From Comrades and The Clansman to In Dubious Battle

What’s the connection with John Steinbeck? Comrades: A Story of Social Adventure in California, the novel Dixon wrote and published in 1909 as a critique of the pacifistic, collectivist utopianism of Upton Sinclair, another hyperactive Southerner-turned Californian. Set on Catalina Island in 1898-1901, it satirizes American socialism as a watered-down version of international communism: adherents sing the Marseillaise, anthem of the Paris Commune of 1871, and apostles include sinister subversives with European accents and dreams of domination. In addition to its hero Norman Worth—an anti-Jim Nolan rich-kid who, like the protagonist of Steinbeck’s In Dubious Battle, succumbs to the pressure to join—Dixon’s cast of characters includes a Jack London-ish poet and spouse who slug it out like a pair of amatory boxers; a religious manic, called Methodist John, who is “forever shouting ‘Glory, Hallelujah’” at meetings; and a skeptic called Truth Seeker, a “human interrogation-point” who asks the right questions and makes the wrong enemies, like Doc Burton in Steinbeck’s 1936 novel. I’ve always wondered about a comment Doc makes to Jim, characterizing communism as “pure religious ecstasy” and communists as “partakers of the blood of the Lamb,” midway through Steinbeck’s story. That seemed odd to me coming from a professional secularist and skeptic like Burton—until I read Dixon’s description, early in Comrades, of a socialist rally in 1900 San Francisco: “Norman turned and looked over the crowd of eager faces—and every man and woman singing with the passionate enthusiasm of religious fanatics—an enthusiasm electric, contagious, overwhelming. In spite of himself he felt his heart beat with quickened sympathy.”

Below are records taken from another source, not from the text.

Issue #231, opened 2024-06-05
[Feature]: Add support for broadcasting sBTC burn transactions


djordon:
# Feature - Add support for broadcasting sBTC burn transactions

### 1.1 Context & Purpose

An important part of the sBTC deposit-withdrawal lifecycle done by the signers is calling the stacks contracts to mint and burn sBTC. To do that, we need to support broadcasting stacks contract call transactions. This ticket is for adding support for broadcasting the sBTC burn stacks transaction.

### 2.1 Acceptance Criteria:

   - [ ] Given the sBTC burn contract address and the burn function interface, add support for making a properly formatted request to a stacks node for the contract call. The transaction does not need to contain a valid signature.

This ticket only relates to the "withdrawal-accept" contract call, which relates to https://github.com/stacks-network/sbtc/issues/96.

## 3. Related Issues and Pull Requests (optional):

This is part of #44 and recently came up during this discussion https://github.com/stacks-network/sbtc/pull/228#discussion_r1627170146.

* Withdrawal contract registry https://github.com/stacks-network/sbtc/issues/115.
* Withdrawal contract data structures https://github.com/stacks-network/sbtc/issues/94 https://github.com/stacks-network/sbtc/pull/127.
* Stacks client ticket https://github.com/stacks-network/sbtc/issues/176.

PR #281, opened 2024-07-02
feat: support broadcasting sbtc burn transactions

djordon:
## Description

Closes https://github.com/stacks-network/sbtc/issues/231. This is basically https://github.com/stacks-network/sbtc/pull/270 but for a different contract call.

We need to make it possible to make the contract call that burns sBTC. This PR adds structs that simplify construction of a stacks transaction that calls the `accept-withdrawal-request` function from our `sbtc-withdrawl.clar` contract that we have an open PR for in https://github.com/stacks-network/sbtc/pull/243.

## Changes

1. Add a struct that implements the `AsContractCall` trait that allows us to easily make the `accept-withdrawal-request` contract call.

## Testing information

We add a test that checks that we do not panic when creating the `TransactionContractCall`. If this test fails, then we know that we have a typo in the contract or function names.


netrome (approved):
Beautiful!

Issue #280, opened 2024-07-02
[Feature]: Add support for broadcasting withdrawal reject sBTC transactions


djordon:
# Feature - Add support for broadcasting withdrawal reject sBTC transactions

### 1.1 Context & Purpose

If the signers agree to reject the withdrawal request, the need to make a contract call noting this fact. This ticket is for adding support for broadcasting the sBTC reject-withdrawal stacks transaction.

### 2.1 Acceptance Criteria:

   - [ ] Given the sBTC contract address and the reject-withdrawl function interface, add support for making a properly formatted request to a stacks node for the contract call. The transaction does not need to contain a valid signature.

This ticket only relates to the "reject-withdrawal" contract call, which relates to https://github.com/stacks-network/sbtc/issues/97.

## 3. Related Issues and Pull Requests (optional):

This is a sister issue to https://github.com/stacks-network/sbtc/issues/230 and https://github.com/stacks-network/sbtc/issues/231.

PR #282, opened 2024-07-02
feat: support withdrawal-reject sbtc transactions

djordon:
## Description

Closes https://github.com/stacks-network/sbtc/issues/280. This is basically https://github.com/stacks-network/sbtc/pull/270 and https://github.com/stacks-network/sbtc/pull/281 but for a different contract call and a refactor.

We need to make it possible to make the contract call that burns sBTC. This PR adds structs that simplify construction of a stacks transaction that calls the `reject-withdrawal` function from our `sbtc-withdrawl.clar` contract that we have an open PR for in https://github.com/stacks-network/sbtc/pull/243.

## Changes

1. Add a struct that implements the `AsContractCall` trait that allows us to easily make the `reject-withdrawal` contract call.
2. Refactor the `AsContractCall` trait to make it simpler.

## Testing information

We add a test that checks that we do not panic when creating the `TransactionContractCall`. If this test fails, then we know that we have a typo in the contract or function names.


signer/src/stacks/contracts.rs
```diff
@@ -46,15 +49,40 @@ pub struct StacksTxPostConditions {
...
 
-/// A trait to ease construction of a StacksTransaction making sBTC related contract calls.
+/// A trait to ease construction of a StacksTransaction making sBTC related
+/// contract calls.
 pub trait AsContractCall {
-    /// Converts this struct to a Stacks contract call. The deployer is the
+    /// The name of the clarity smart contract that relates to this struct.
+    fn contract_name() -> &'static str;
+    /// The specific function name that relates to this struct.
+    fn function_name() -> &'static str;
```
netrome, line 58: These could be constants, as you previously had in the `AcceptWithdrawalV1` struct
```suggestion
    /// The name of the clarity smart contract that relates to this struct.
    const CONTRACT_NAME: &'static str;
    /// The specific function name that relates to this struct.
    const FUNCTION_NAME: 'static str;
```

netrome (approved):
Nice stuff, just one suggestion.

signer/src/stacks/contracts.rs
djordon: Oh for some reason I didn't think we could do that

netrome (approved):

comrades-thomas-dixon-jrDixon the propagandist of lost causes; Steinbeck the psychologist of latent motives. Antithetical in spirit on issues of justice, peace, and equality, they shared a rich, red-letter language, rooted in the King James Bible, that left plenty of room in their prose for poetry. I don’t know if Steinbeck read Comrades or ever met its author. As with Trump, I’m certain he would have hated both if he did. And knowing there’s a lynching coming, I confess that I can’t make myself watch Birth of a Nation all the way to the end. But I’ve read all of The Clansman, and it’s easy enough to imagine Trump’s father Fred, a Ku Klux Klan supporter in 1920 New York—or Trump’s white nationalist supporters in 2020 Charlotte or Charlottesville—responding positively to this passage from The Leopard’s Spots: “In a democracy you cannot build a nation inside a nation of two antagonistic races; and therefore the future American must either be an Anglo-Saxon or a Mulatto.”  These words are worth remembering this Memorial Day. Reading them again, I realize I was right when I worked at Wake Forest 40 years ago and suggested that the portrait of Thomas Dixon Jr. in the library be moved to make way for one of Gerald Johnson, the Wake Forest alumnus who succeeded H.L. Mencken as the voice of iconoclasm at the Baltimore Sun. But that’s a memory for another Memorial Day.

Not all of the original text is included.